THE PROBLEM:
Gather the lines from the material that contain "rest".

DATA:

PR #1642, opened 2025-08-07
STCOR-978 Use BroadcastChannel to isolate token to last-focused window.

JohnC-80:
## [STCOR-978](https://folio-org.atlassian.net/browse/STCOR-978)

This PR resolves an issue where users experienced an abrupt logout due to failures in token rotation across multiple tabs of usage - one bad apple among all of their open tabs spoiled it for the rest.

### Approach
Only a single, active tab is able to actually rotate. The rest just schedule their next rotation and *don't* actually rotate. This will be the last tab that the user interacted with and will persist through usage of other applications.

With this approach, each new tab (single `FFetch` instance) creates a unique id for the tab and sets up a `focusin` handler so that when a new tab is focused, it will broadcast the focused tab's unique id so that other windows can set it in their session and use it to check whether token rotation should occur. If the id in session doesn't match the current tab's id, rotation will not occur in that tab. All tabs share the same cookie, so as long as its kept alive by the current window, it will remain for other tabs to use. Each tab stores the last-focused tab in their session.

Other attempts:
- relying solely on `document.hasFocus()` to dictate whether or not a window *can* rotate. This is limited because the browser tab that only has the tab focus (and focus isn't in the UI) will not be considered focused, leaving the status in limbo. It also causes rtr to not happen if other apps are in use when rotation happens - and we don't need that!

- syncing via `storage` event.  This seemed very difficult to debug - the events didn't seem to fire with sessionStorage updates across windows. I ended up switching to a `localStorage` implementation, but even that was problematic. The events just didn't want to stick across windows. The persistent nature of `localStorage` disqualifies it as a lone possibility since the previously generated window id would stick around and fail to match a new window after the entire application is closed.

The video displays the logic in action (with rtr logging set in stripes-config) you can see when the focus changes and the newly focused tab's id is broadcast to all of the other tabs...

https://github.com/user-attachments/assets/fb1fffee-c698-4c56-9904-9608bc955f5f


src/components/Root/token-util.js
```diff
@@ -212,6 +214,27 @@ export const isRotating = () => {
...
   logger.log('rtr', '** RTR ...');
 
+  /**
+   * Check the windowId against the active windowId stored in sessionStorage.
+   * If they don't match, this window is not the active one, so we skip the
+   * rotation request and return a promise that resolves
+   * with the current token expiry data. This is to prevent multiple windows
+   * from trying to rotate the token at the same time.
+   */
+  const thisWindowId = window.stripesRTRWindowId;
```
BogdanDenis, line 224: I'm confused about this logic - aren't `window` and `sessionStorage` tab-specific, and so comparing them would always be equal?

JohnC-80: `window.stripesRTRWindowId` stores the UUID of each window - it's only set once per tab and does not change.  
Session storage is updated across tabs when a new tab is focused via `BroadcastChannel` sending out the handled `message` to the other tabs to update their `SessionStorage`value with the `stripesRTRWindowId` of the active window.

PR #1644, opened 2025-08-14
STCOR-978 Focus refresh

JohnC-80:
This PR appends the focus handler to check the access token expiry and possibly refresh before any data calls can be made.
This resolves a situation where a user navigates away from FOLIO entirely (different window, app, etc) and closes their most recent window without going to any previously used FOLIO tab... once they refocus a FOLIO tab, if the at is expired, the logic will refresh.

### DIFF
--- a/src/components/Root/FFetch.js
+++ b/src/components/Root/FFetch.js
@@ -49,7 +49,7 @@ import {
   setRtrFlsWarningTimeout,
 } from '../../okapiActions';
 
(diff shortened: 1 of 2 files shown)


zburke (approved):
This follow-up to #1642 LGTM. 

As we have discussed, I still worry a little about the race condition of a fetch arriving immediately after focus but before this handler has had time to initiate RTR, but this substantially reduces that window. I think it's good enough and a good improvement over what we had in place before. 🤝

EXPECTED ANSWER:
This PR resolves an issue where users experienced an abrupt logout due to failures in token rotation across multiple tabs of usage - one bad apple among all of their open tabs spoiled it for the rest.
Only a single, active tab is able to actually rotate. The rest just schedule their next rotation and *don't* actually rotate. This will be the last tab that the user interacted with and will persist through usage of other applications.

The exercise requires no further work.